Top 14: pour Montpellier, une conquête, une défense et une finale
Montpellier a fait honneur à son statut de meilleure défense du Top 14 en ne laissant que des miettes au Stade français samedi (25-15), et a construit sa victoire sur une résistance de fer et une conquête dominante pour prendre la route de la finale du championnat.
En mettant les Parisiens au régime sec avec seulement 15 petits points marqués, contre 34 de moyenne sur les 27 matches de leur saison, les Montpelliérains ont gagné la bataille qu'il fallait pour rejoindre le Stade de France la semaine prochaine.
"Le Stade français, c'est la seule équipe qui nous a mis un bonus offensif": en arrivant au Vélodrome vendredi, le manager de Montpellier Joan Caudullo n'avait pas tardé à remettre sur la table un souvenir cuisant en date du 25 octobre dernier et un revers cinglant à Jean-Bouin 35-12.
Alors samedi, ses hommes ont pris un soin méticuleux à rendre la vie impossible aux Soldats roses, bien en peine au moment de trouver des brèches dans la ligne de défense des Héraultais.
- Victoire en mêlée -
Peu d'espace laissés, seulement quatre pénalités concédées par Montpellier, et une intensité de chaque instant dans les attitudes défensives ont permis de limiter les risques d'incursion parisienne dans le camp du MHR.
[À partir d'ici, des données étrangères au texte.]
PR #1694, opened 2023-03-07
SW-2806 laser head lifespan switching with model

JFSolution:
- added lifespan to the laser head profiles
- added unittest
- get lifespan of laser head from backend

### DIFF
--- a/octoprint_mrbeam/iobeam/laserhead_handler.py
+++ b/octoprint_mrbeam/iobeam/laserhead_handler.py
@@ -11,6 +11,7 @@ LASERHEAD_MAX_TEMP_FALLBACK = 55.0
 LASERHEAD_MAX_DUST_FACTOR_FALLBACK = 3.0 # selected the highest factor
 LASERHEAD_MAX_CORRECTION_FACTOR_FALLBACK = 1
 LASERHEAD_MAX_INSTENSITY_INCLUDING_CORRECTION_FALLBACK = 1500
+LASERHEAD_LIFESPAN_FALLBACK = 40
 
 LASERHEAD_STOCK_ID = 0
 LASERHEAD_S_ID = 1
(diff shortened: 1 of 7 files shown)


octoprint_mrbeam/iobeam/laserhead_handler.py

Une frayeur a parcouru leurs échines lors de la seule véritable offensive des Soldats roses, réduits au silence total avec zéro point inscrit dans le deuxième acte.
Le pilier gauche Enzo Forletta a égaré un ballon en route à la 67e et a regardé Carbonel envoyer le ballon du pied vers Joe Marchant qui courait à grandes enjambées vers l'en-but. Mais l'ailier Donovan Taofifenua est revenu plus vite que le TGV qui emmènera les hordes montpelliéraines à Saint-Denis la semaine prochaine pour signer un retour salvateur.
Le score était alors de 22-15, et un essai transformé aurait permis aux Parisiens de revenir à hauteur à moins de 15 minutes du terme, alors que le MHR était en train d'asphyxier son rival.
Car le pack héraultais a pris le dessus sur son homologue en début de deuxième acte, après une première période équilibrée dans un secteur scruté par tous les amateurs d'entreprises de démolition.
Sanctionnée à cinq reprises entre la 43e et la 77e, notamment face à la puissance des piliers entrants Enzo Forletta et Wilfrid Hounkpatin, la mêlée parisienne a craqué, elle qui avait pris l'habitude de faire exploser ses adversaires toute la saison.
- "Bras de fer" -
De quoi se demander si l'absence du pilier droit géorgien Giorgi Melikidze, blessé lors du barrage remporté face à La Rochelle la semaine dernière (45-5), n'a pas pesé lourd dans la balance.
La conquête du Stade français avait déjà été défaillante dans un autre secteur en première période, la touche, avec pas moins de cinq ballons perdus ou volés par Florian Verhaeghe, un poison dans le domaine.
Efficaces et à l'aise au moment de pourrir tous les ballons adverses, les Montpelliérains ont réussi leur coup, celui qu'ils avaient préparé lors des deux semaines de préparation que leur avait octroyées leur deuxième place à l'issue de la saison régulière.
"Le Stade français est une équipe qui, quand elle a trouvé la clé du coffre-fort - qu'elle a trouvée assez facilement contre La Rochelle - est capable de jouer et bien jouer au rugby, elle a les moyens de bien le faire, à nous justement de faire en sorte qu'ils ne puissent pas trouver cette clé-là et qu'on puisse créer un bras de fer face à eux et l'emporter", espérait Caudullo avant le match.
Le capitaine Lenni Nouchi et sa bande ont confisqué les clés du coffre aux Parisiens, et ils devront remettre ça dans une semaine face à Toulouse, qui a montré vendredi, en passant 71 points au Racing 92, que son trousseau était bien fourni.